40It is noteworthy that the victim of the Western Australian assault was also a friend, just like Mr Mudd, a neighbour, who had sought to help you in securing work in Western Australia and to assist you by doing so.
41You are the middle of three children. Your parents are together and are supportive of you. Both your siblings are in stable, supportive and productive relationships. There are no drugs or alcohol issues or any involvement with the criminal justice system.
42You completed Year 10 and commenced employment at age 17 and you have a good work history as a landscaper, roof plumber and construction work, which is to your credit.
43Your sister and father, as well as your girlfriend, were present in court in demonstration of their support, which I take into account.
44Each of the matters raised make for a difficult and complex sentencing disposition.
45I have considered the submissions made on your behalf which argued for a sentence encompassed by a community corrections order or in combination with some period of reclusion. I am unable to agree with such a sentence.
46The purposes of sentencing set out in the Sentencing Act cannot be achieved by the imposition of a community corrections order in your case. The objective gravity of your offending and high moral culpability leaves this court with no sentencing option.
47While I am appreciative and sympathetic to your efforts at rehabilitation, the applicable sentencing principles and considerations, even in the face of a merciful disposition, do not warrant moderation to enable the combination sentence or other community corrections orders, rather a significant amount of discount and moderation in the term of imprisonment to be imposed, in particular, a longer parole period which hopefully will be of benefit to you.
48Would you please stand.
49On recklessly cause serious injury, you are convicted and sentenced to one year and six months' imprisonment.
50On assault, you are convicted and sentenced to nine months' imprisonment.
51On possess a controlled weapon, you are convicted and sentenced to three months' imprisonment.
52I order that two months on Count 2 be served cumulatively on Count 1.
53That is a total effective sentence of one year and eight months.
54I order a non-parole period of ten months.

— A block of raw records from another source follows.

PR #1664, opened 2026-03-13
fix(server): guard acp_runtime None in _acp_step finally block

TimeToBuildBob:
## Summary
- Guard `session.acp_runtime.set_on_update(None)` in the `_acp_step` finally block against `None`
- Concurrent session cleanup can set `acp_runtime = None` while the background step thread is still running, causing `AttributeError: 'NoneType' has no attribute 'set_on_update'`
- Matches the existing None-check pattern already used at lines 1221/1225

## Test plan
- [x] Verified the fix matches existing None-guard pattern in the same file
- [x] Pre-commit checks pass
- [ ] CI green

### DIFF
--- a/gptme/server/api_v2_sessions.py
+++ b/gptme/server/api_v2_sessions.py
@@ -516,6 +516,7 @@ async def _acp_step(
     assert session.acp_runtime is not None, (
         "acp_runtime must be set before calling _acp_step"
     )
+    acp_runtime = session.acp_runtime  # snapshot to avoid TOCTOU races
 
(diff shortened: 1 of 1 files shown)


TimeToBuildBob:
@greptileai review

TimeToBuildBob:
Addressed Greptile's feedback: snapshotted `acp_runtime` into a local variable right after the assert, closing all TOCTOU windows at once. The finally block can now call `acp_runtime.set_on_update(None)` unconditionally — no None guard needed since the local reference outlives any concurrent `session.acp_runtime = None` assignment.

PR #1669, opened 2026-03-13
fix(types): resolve mypy errors in chats tool and gh tests

TimeToBuildBob:
## Summary
- **chats.py**: Fix `str-bytes-safe` mypy error in regex highlight lambda — `m.group(0)` in an f-string triggers the check because `re.Match.group()` is typed as potentially returning `bytes`. Wrapped with `str()` to satisfy the type checker while preserving behavior (input is always `str`).
- **test_util_gh.py**: Add `assert ... is not None` after `pytest.skip()` calls to help mypy narrow types. `pytest.skip()` raises but mypy doesn't always track it as `NoReturn`.

Resolves 14 of the 191 mypy errors in `make typecheck` (all non-import-stub errors).

## Test plan
- [x] `uv run mypy tests/test_util_gh.py gptme/tools/chats.py` — clean (no errors beyond missing import stubs)
- [ ] CI passes

### DIFF
--- a/gptme/tools/chats.py
+++ b/gptme/tools/chats.py
@@ -177,7 +177,7 @@ def _format_message_with_context(
         highlighted = f"{prefix}{context}{suffix}"
         highlighted = re.sub(
             re.escape(query),
-            lambda m: f"\033[1;31m{m.group(0)}\033[0m",
+            lambda m: "\033[1;31m" + str(m.group()) + "\033[0m",
             highlighted,
             flags=re.IGNORECASE,
         )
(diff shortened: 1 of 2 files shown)


TimeToBuildBob:
The one CI failure ( timeout) appears to be an unrelated flaky test — the PR only touches `gptme/tools/chats.py` and `tests/test_util_gh.py`, neither of which is involved in that test. Could you re-trigger CI or confirm this is a known flaky test?

TimeToBuildBob:
@greptileai review

PR #1673, opened 2026-03-14
fix(tests): replace pytest-mock mocker fixture with unittest.mock

TimeToBuildBob:
## Summary

- Replace `mocker` fixture (from `pytest-mock`) with `unittest.mock.patch` in `test_create_subagent_thread_warns_on_unknown_profile_tools`
- `pytest-mock` is declared in `pyproject.toml` but not resolved in `uv.lock`, causing a fixture-not-found ERROR when running tests via `uv run pytest`
- Other tests in the same file already use `unittest.mock` directly — this makes the pattern consistent

## Test plan

- [x] `uv run pytest tests/test_tools_subagent.py::test_create_subagent_thread_warns_on_unknown_profile_tools` passes
- [ ] CI passes

### DIFF
--- a/tests/test_cli.py
+++ b/tests/test_cli.py
@@ -260,6 +260,7 @@ def test_shell_file(args: list[str], runner: CliRunner):
     )
 
 
+@pytest.mark.slow
 def test_python(args: list[str], runner: CliRunner):
     args.append("/py print('yes')")
     result = runner.invoke(cli.main, args)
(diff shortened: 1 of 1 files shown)


TimeToBuildBob:
Cherry-picked the slow marker fix from #1671 (`7fe565a35`) to resolve the `test_python_error` timeout failure in CI.

The timeout was unrelated to this PR's changes — IPython initialization takes ~22s, exceeding the 10s timeout used in the "Test without API keys or extras" job. Both `test_python` and `test_python_error` now carry `@pytest.mark.slow` so they're excluded from that job.

PR #1681, opened 2026-03-15
fix(server): replace assertions with explicit error checks in production code

TimeToBuildBob:
## Summary

- Replace 3 `assert` statements in `api_v2_sessions.py` with explicit error checks that raise proper HTTP errors or handle conditions gracefully. Python's `-O` flag disables assertions, making them unreliable for production error handling (see existing pattern at `api.py` line 299).
- Add `logger.debug()` to silent `except Exception: pass` handlers in `acp_session_runtime.py` and `openapi_docs.py` so errors are at least visible when debug logging is enabled.
- Replace a bare `print()` warning in `openapi_docs.py` with `logger.warning()` for consistent logging.

### Changes by file

**`api_v2_sessions.py`**:
- `assert session.acp_runtime is not None` -> explicit None check with error event + early return
- `assert final_msg is not None` -> explicit None check with warning log + error event
- `assert model is not None` -> explicit None check returning 400

**`acp_session_runtime.py`**:
- `except Exception: pass` in `terminate_subprocess_sync()` -> `logger.debug()` with exc_info

**`openapi_docs.py`**:
- Added `logging` import and `logger` instance
- 3 silent `except Exception` handlers -> `logger.debug()` with exc_info
- `print(f"Warning: ...")` -> `logger.warning()` with exc_info

## Test plan
- [x] `pytest tests/test_server.py` passes (16 passed, 1 xfailed)
- [x] `mypy` clean on all changed files (only pre-existing import-not-found errors from missing stubs)
- [x] `ruff format` applied via pre-commit

### DIFF
--- a/gptme/server/acp_session_runtime.py
+++ b/gptme/server/acp_session_runtime.py
@@ -199,7 +199,9 @@ class AcpSessionRuntime:
                 proc.kill()
                 proc.wait(timeout=1.0)  # reap zombie after SIGKILL
             except Exception:
-                pass
+                logger.debug(
+                    "Failed to kill ACP subprocess after SIGTERM timeout", exc_info=True
+                )
         finally:
             # Clear references so the runtime is left in a consistent state.
             # Mirrors what close() does asynchronously; prevents accidental reuse.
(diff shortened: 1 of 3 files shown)


TimeToBuildBob:
@greptileai review

PR #1683, opened 2026-03-16
feat(chat): add GPTME_MAX_STEPS and GPTME_CONTEXT_LENGTH env vars

ErikBjare:
## Summary

- **`GPTME_MAX_STEPS`**: Limits the number of response-action steps per prompt. When the limit is reached, a system message is appended and the turn ends. Useful for bounding autonomous runs (e.g. refactoring tasks with local inference).
- **`GPTME_CONTEXT_LENGTH`**: Overrides the model's context window size (in tokens). Applied after model init so it takes precedence. Useful for local models served with non-standard context lengths (e.g. 32k with llama.cpp).

Both are env-var-only to keep the CLI surface clean. Usage:

```bash
# Limit to 10 steps per prompt
GPTME_MAX_STEPS=10 gptme -n 'refactor the auth module'

# Override context length for a local 32k model
GPTME_CONTEXT_LENGTH=32000 gptme -m local/llama-3-8b 'explain this code'
```

Requested by Markus Borg's PhD student for research refactoring runs.

## Test plan
- [x] Existing tests pass
- [x] Pre-commit hooks pass (ruff, mypy, etc.)
- [ ] CI passes

### DIFF
--- a/gptme/chat.py
+++ b/gptme/chat.py
@@ -288,6 +288,16 @@ def _process_message_conversation(
 
     Note: Confirmation is now handled within ToolUse.execute() using the hook system.
     """
+    max_steps: int | None = None
+    max_steps_str = os.environ.get("GPTME_MAX_STEPS")
+    if max_steps_str:
+        try:
+            max_steps = int(max_steps_str)
+        except ValueError:
+            logger.warning(
+                f"Invalid GPTME_MAX_STEPS value: {max_steps_str!r}, ignoring"
+            )
+    step_count = 0
 
     while True:
         try:
@@ -349,6 +359,15 @@ def _process_message_conversation(
                     daemon=True,
                 )
                 thread.start()
+
+        # Check step limit (GPTME_MAX_STEPS)
+        step_count += 1
+        if max_steps is not None and step_count >= max_steps:
+            console.log(f"Reached max steps limit ({max_steps}), stopping.")
+            manager.append(
+                Message("system", f"Stopped: reached max steps limit ({max_steps})")
+            )
+            break
 
         # Check if there are any runnable tools left
         last_content = next(
--- a/gptme/init.py
+++ b/gptme/init.py
@@ -1,5 +1,7 @@
 import atexit
 import logging
+import os
+from dataclasses import replace
 from typing import cast
 
 from dotenv import load_dotenv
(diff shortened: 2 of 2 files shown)


gptme/chat.py
```diff
@@ -96,6 +96,19 @@ def chat(
...
     init(model, interactive, tool_allowlist, tool_format, no_confirm)
 
+    # Apply GPTME_CONTEXT_LENGTH override (useful for local models with non-standard context)
+    context_length_str = os.environ.get("GPTME_CONTEXT_LENGTH")
+    if context_length_str:
+        from dataclasses import replace
+
+        from .llm.models import set_default_model
+
+        context_length = int(context_length_str)
```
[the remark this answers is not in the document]
ErikBjare: Shouldn't this whole thing happen in init? and not chat?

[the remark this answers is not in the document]
ErikBjare: Fixed in ffd4a37 — added try/except ValueError for both env vars, warns and ignores malformed values.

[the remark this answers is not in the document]
ErikBjare: Good call — moved to init_model() in ffd4a37.

gptme/init.py
```diff
@@ -117,6 +120,21 @@ def init_model(
...
+        except ValueError:
+            logger.warning(
+                f"Invalid GPTME_CONTEXT_LENGTH value: {context_length_str!r}, ignoring"
+            )
+        else:
+            current = get_default_model()
+            if current:
+                set_default_model(replace(current, context=context_length))
+                logger.info(f"Context length overridden to {context_length} tokens")
+
```
ErikBjare: set_default_model twice?

ErikBjare: Fixed in 989bc76 — now resolves ModelMeta first, applies the override, then calls set_default_model once.

ErikBjare: Squashed. The get_model() call is safe here — it's a stateless lookup on the static MODELS dict, same thing set_default_model(str) was doing internally. Now it's explicit so we can replace() before the single set_default_model call.

gptme/chat.py
```diff
@@ -288,6 +288,16 @@ def _process_message_conversation(
 
     Note: Confirmation is now handled within ToolUse.execute() using the hook system.
     """
+    max_steps: int | None = None
+    max_steps_str = os.environ.get("GPTME_MAX_STEPS")
```
ErikBjare, line 292: Shouldn't this use `config.get_env`?

gptme/init.py
```diff
@@ -115,7 +117,23 @@ def init_model(
     model_full = f"{provider}/{model_name}"
     console.log(f"Using model: [green]{model_full}[/green]")
     init_llm(provider)
-    set_default_model(model_full)
+
+    model_meta = get_model(model_full)
+
+    # Apply GPTME_CONTEXT_LENGTH override (useful for local models with non-standard context)
+    context_length_str = os.environ.get("GPTME_CONTEXT_LENGTH")
```
ErikBjare, line 124: Shouldn't this use `config.get_env`?

ErikBjare, line 124: Why isn't this happening inside set_default_model or something? Seems weirdly specific for simple init.py

PR #1689, opened 2026-03-16
fix(llm): prevent double-wrapped <think> tags when both reasoning mechanisms fire

### LINKED ISSUE #1684: gpt-5.4 via openai-subscription: thinking leaks + tool fumbling
## Problem

gpt-5.4 via the `openai-subscription` provider has significantly worse autonomous performance in gptme compared to codex (same model): **58% productive vs 88% productive** over 24 vs 8 sessions respectively.

### Observed issues

1. **`<thinking>` tag leaks**: gpt-5.4 outputs `<thinking>...</thinking>` reasoning tokens in its responses. These appear in the conversation as visible text rather than being stripped. Example from autonomous session:
   ```
   Bob: Thinking...
   Bob:
   <thinking>          <thinking>
   Need execute workflow. Use todo write with steps...
   ```

2. **Tool call fumbling**: The model repeatedly calls `@todo` with empty results, fails to use `@gh` correctly ("Unknown gh command"), and struggles with gptme's tool syntax. codex with native tool use doesn't have this problem.

3. **Shell quoting failures**: The model uses `$'\n'` escape sequences that gptme's shell tool rejects with "Shell syntax error: unexpected EOF". It recovers by writing to temp files, but wastes tokens.

### Data

```
gptme:gpt-5.4:  24 sessions, 58% productive, avg grade 0.32
codex:gpt-5.4:   8 sessions, 88% productive, avg grade 0.26
```

Same model, different harnesses. The difference is gptme's tool layer vs codex's native tool use.

### Suggestions

- **Strip thinking tags**: If `supports_reasoning` is true in model metadata, strip `<thinking>` blocks from model output before processing
- **Model metadata**: The installed gptme (0.31.0+779b0ad9) shows "Unknown model: using fallback metadata for openai-subscription/gpt-5.4" — needs `uv sync` to pick up the model definitions that exist in source
- **Shell tool robustness**: Handle `$'...'` quoting or provide clearer error messages that help the model recover faster

### Context

This was found during an operator monitoring session analyzing Bob's autonomous run performance. See ErikBjare/bob journal 2026-03-16 for full analysis.

TimeToBuildBob:
## Problem

After #1685, gpt-5.4 still produced malformed output with nested \`<think>\` tags:

\`\`\`
<think>       <think>
The user is asking me to finish...
</think>        </think>
\`\`\`

This caused the autoresearch agent to loop repeatedly outputting thinking without making tool calls (gptme's parser saw the malformed tags and couldn't extract a tool call).

## Root Cause

gpt-5.4 emits reasoning content through **both** mechanisms simultaneously:
1. \`response.reasoning.delta\` SSE events → the #1685 handler wraps in \`<think>\` blocks
2. Raw \`<thinking>\` tags in \`response.output_text.delta\` → the #1685 handler converts to \`<think>\`

When both fire for the same content, both layers apply and produce double-wrapped output.

## Fix

Track \`seen_reasoning_delta\` per stream. When any \`response.reasoning.delta\` event is received, skip the \`<thinking>\`→\`<think>\` text conversion in \`output_text.delta\` — the structured reasoning.delta path is authoritative.

This is mutually exclusive by design:
- Models using \`reasoning.delta\`: \`seen_reasoning_delta=True\`, text conversion skipped
- Models only using \`<thinking>\` tags in text: \`seen_reasoning_delta=False\`, text conversion still applies (unchanged behavior)

## Test

Added \`test_stream_no_double_wrap_when_both_mechanisms_fire\` to the subscription test suite, which fails before this fix and passes after.

Closes #1684 (partial — addresses the thinking-tag leak; other subtasks remain)

### DIFF
--- a/gptme/llm/llm_openai_subscription.py
+++ b/gptme/llm/llm_openai_subscription.py
@@ -607,6 +607,11 @@ def stream(
         raise ValueError(f"Codex API error {response.status_code}: {error_text}")
 
     in_reasoning_block = False
+    # Track whether this stream uses structured reasoning.delta events.
+    # When true, skip <thinking>→<think> text conversion to avoid double-wrapping:
+    # gpt-5.4 can emit BOTH response.reasoning.delta AND raw <thinking> tags in
+    # output_text.delta for the same content, causing <think><think>...</think></think>.
+    seen_reasoning_delta = False
     # Buffer to detect tags split across SSE chunks (max tag length is ~11 chars)
     pending = ""
 
@@ -628,6 +633,7 @@ def stream(
             # Structured reasoning content — wrap in <think> blocks
             delta_text = data.get("delta", "")
             if delta_text:
+                seen_reasoning_delta = True
                 if not in_reasoning_block:
                     # Flush any pending partial-tag buffer before opening think block
                     if pending:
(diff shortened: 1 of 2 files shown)


TimeToBuildBob:
@greptileai review

TimeToBuildBob:
@greptileai review

TimeToBuildBob:
@greptileai review

PR #1701, opened 2026-03-18
fix(shell): use findall+last for return code parsing (Greptile follow-up from #1672)

TimeToBuildBob:
## Summary

Follow-up to #1672, addressing the secondary finding from the Greptile review.

**The bug**: When a command outputs text containing `ReturnCode:N` without a trailing newline, the line seen by the parser looks like:
```
ReturnCode:1 ReturnCode:0 END_OF_COMMAND_OUTPUT
```
`re_returncode.search(line)` finds the **first** occurrence (from command output), returning exit code `1` instead of the actual `0`.

**The fix**: Use `findall()` + last element, consistent with the `rfind()` approach already used for prefix extraction. The last `ReturnCode:N` is always the shell-injected marker.

Applied to both `_read_output_unix` and the threading path (`_read_output_windows`).

## Test plan
- [x] All 53 shell tool tests pass (`tests/test_tools_shell.py`)

### DIFF
--- a/gptme/tools/shell.py
+++ b/gptme/tools/shell.py
@@ -887,8 +887,11 @@ class ShellSession:
                             logger.debug(
                                 f"Shell: Delimiter detected in line: {line.strip()[:200]}"
                             )
-                            if match := re_returncode.search(line):
-                                return_code = int(match.group(1))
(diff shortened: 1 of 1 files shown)


TimeToBuildBob:
@greptileai review

PR #1716, opened 2026-03-20
refactor(eval): use specific exception types and cleaner imports

TimeToBuildBob:
## Summary
- Replace bare `except Exception` with `except PackageNotFoundError` in `write_results()` version fallback (main.py)
- Consolidate `concurrent.futures` imports — import `TimeoutError`, `CancelledError` directly instead of using module-qualified references (run.py)
- Simplify status check from `!= "timeout" and != "error"` to `not in ("timeout", "error")`

## Test plan
- [x] Imports verified with `python3 -c "from gptme.eval.run import run_evals"`
- [x] mypy shows no new errors in changed files
- [ ] CI passes

### DIFF
--- a/gptme/eval/run.py
+++ b/gptme/eval/run.py
@@ -154,7 +154,7 @@ def run_evals(
             except Exception as e:
                 gen_time = 0
                 error_detail = ""
-                if isinstance(e, (TimeoutError, CancelledError)):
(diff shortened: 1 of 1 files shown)


TimeToBuildBob:
@greptileai review

PR #2883, opened 2026-06-13
feat(rag): add rag_index_conversations for indexing past conversations

TimeToBuildBob:
## Summary

Adds `rag_index_conversations()` to the RAG tool, enabling semantic search over past gptme conversations — the conversation indexing aspect of #59.

### What it does

- Reads conversation logs from gptme's data directory
- Filters to **only user and assistant messages** (skips system prompts, which add noise)
- Exports each conversation as a markdown file
- Passes the exported files to `gptme-rag index`

### Usage

```python
# Index the 100 most recent conversations (default)
rag_index_conversations()

# Index only the last 10
rag_index_conversations(n=10)

# Keep the exported files in a specific directory
rag_index_conversations(output_dir="/path/to/conv-exports")
```

After indexing, `rag_search()` can find content across your conversation history.

### Design notes

- System prompts are filtered out by design — they inflate the index with boilerplate that rarely improves retrieval
- Multimodal messages (image/list content) are handled: text parts are extracted, non-text parts are skipped
- Without `output_dir`, exports go to a temp dir that's cleaned up after indexing

### Tests

5 new tests covering: no conversations, system-prompt filtering, empty-conversation skipping, n-limit, and temp-dir cleanup.

Closes #59 (partial — conversation indexing aspect; the gptme-contrib retrieval plugin is in gptme/gptme-contrib#230)

PR #3022, opened 2026-06-30
feat(commands): add /rag slash command for mid-session RAG queries

TimeToBuildBob:
## Summary

- Adds `/rag <query>` slash command that searches the gptme-rag index and injects the top-3 results as a `system` message into the active conversation
- Gracefully handles: missing query (prints usage), missing `gptme-rag` CLI (prints install hint), empty results, search errors
- `auto_undo=False` so the `/rag ...` user message stays visible alongside the injected context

55I have signed disposal orders.
56I declare that you have served 43 days by way of pre-sentence detention and I have that number noted in the records of the court.
57I note that you have family and friends in court. I will remain on the Bench while they can speak to you before you are taken down.
58Finally, I indicate that but for your plea, I would have sentenced you to two years and three months' imprisonment with a non-parole period of fourteen months.
59HIS HONOUR: Ms Brown, your client's family can approach him now before he's taken down.
60MS BROWN: Thank you, Your Honour. I won't approach my client, Your Honour, I'll see him in the cells afterwards, but the family are grateful of the opportunity.
61HIS HONOUR: Yes, well, I understand the difficulty, and unfortunately there isn't the ability to pass anything or to even touch him at this point in time. It's just the rules of the court ‑ ‑ ‑
62MS BROWN: Yes
63HIS HONOUR: ‑ ‑ ‑ by correctional authorities and security authorities. So if that's been sufficient, then I will ask him to be taken down.
64MS BROWN: Yes, thank you, Your Honour.
65HIS HONOUR: Yes, thank you. Yes, you may remove him, thanks. You may remove Mr McKay.